[YOUR INSTRUCTIONS]
Working through the entries below, find how many lines include the string "Scalar"; give only that number.

(Collected data entries)
PR #79, opened 2025-08-14
feat: add empty wallet service

54corbin:
Added a skeleton of the wallet gRPC service:
- The bmp_wallet.proto file defining the service(refer to: https://github.com/bisq-network/bisq2/pull/3728 ).
- An implementation of the service in BmpWalletServiceImpl that returns dummy data for testing.
- Integration of the new service into the musigd.


stejbac (approved):
utACK

(I wasn't sure exactly how to test the new wallet service itself against a client, but the code seems fine and it builds OK.)

PR #81, opened 2025-08-22
feat(wallet): BMP wallet crate

sdmg15:


wallet/README.md
ChrisSon15, line 1: please add some info on how to run the tests, even if its standard. To make as easy as possible to actually setup the wallet and run the tests for an outsider.

rpc/src/main/proto/bmp_wallet.proto
```diff
@@ -0,0 +1,149 @@
...
+}
+
+message ListUtxosRequest {}
+
+message ListUtxosResponse {
+    repeated Utxo utxos = 1;
+}
+
+message SendToAddressRequest {
+    optional string passphrase = 1;
```
ChrisSon15: Whats the passphrase for?

rpc/src/main/proto/bmp_wallet.proto
```diff
@@ -0,0 +1,149 @@
...
+    string witness = 5;
+}
+
+message TransactionOutput {
+    uint64 value = 1;
+    string address = 2;
+    bytes scriptPubKey = 3;
+}
+
+message Transaction {
```
ChrisSon15: As stated before, when transferring the transaction to the Java gui. we probably want to send different fields, as the GUI is interested in a different display of information. See Bisq1->Funds->Transaction to learn whats displayed there.

rpc/src/main/proto/rpc.proto
```diff
@@ -99,12 +99,11 @@ message DepositPsbt {
 
 message PublishDepositTxRequest {
   string tradeId = 1;
-  DepositPsbt depositPsbt = 2;
+  DepositPsbt peersDepositPsbt = 2;
```
ChrisSon15: Why do we need this change?

rpc/src/server.rs
```diff
@@ -58,17 +63,23 @@ impl musig_server::Musig for MusigImpl {
...
             trade_model.aggregate_key_shares()?;
-            trade_model.set_trade_amount(Amount::from_sat(request.trade_amount));
-            trade_model.set_buyers_security_deposit(Amount::from_sat(request.buyers_security_deposit));
-            trade_model.set_sellers_security_deposit(Amount::from_sat(request.sellers_security_deposit));
-            trade_model.set_deposit_tx_fee_rate(FeeRate::from_sat_per_kwu(request.deposit_tx_fee_rate));
-            trade_model.set_prepared_tx_fee_rate(FeeRate::from_sat_per_kwu(request.prepared_tx_fee_rate));
+            trade_model.set_trade_amount(
+                Amount::from_sat(request.trade_amount.check_in_signed_range()?));
+            trade_model.set_buyers_security_deposit(
+                Amount::from_sat(request.buyers_security_deposit.check_in_signed_range()?));
```
ChrisSon15: Please dont reformat someone else's code.

wallet/src/lib.rs
```diff
@@ -0,0 +1,349 @@
...
+        let bmp_wallet = BMPWallet::from_mnemonic("h b c d", Network::Regtest);
+        Ok(())
+    }
+
+    #[test]
+    fn test_load_wallet() -> anyhow::Result<()> {
+        let mut bmp_wallet = BMPWallet::new(Network::Regtest)?;
+        assert!(bmp_wallet.balance() == Amount::from_sat(0));
+
+        let pk1 = PrivateKey::generate(Network::Regtest);
```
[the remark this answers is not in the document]
sdmg15: I can see that in the other crates they're using `Scalar` which defined to be 

```
pub struct Scalar {
    #[cfg(feature = "secp256k1")]
    pub(crate) inner: secp256k1::SecretKey
}
``` 
Which is pretty similar to:

```
pub struct PrivateKey {
    /// Whether this private key should be serialized as compressed
    pub compressed: bool,
    /// The network kind on which this key should be used
    pub network: NetworkKind,
    /// The actual ECDSA key
    pub inner: secp256k1::SecretKey,
}
```
I can change the type name for keeping consistency across the project.

stejbac:
I should be able to carry out a review in the next few hours.

wallet/src/lib.rs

[ANSWER SPACE]
2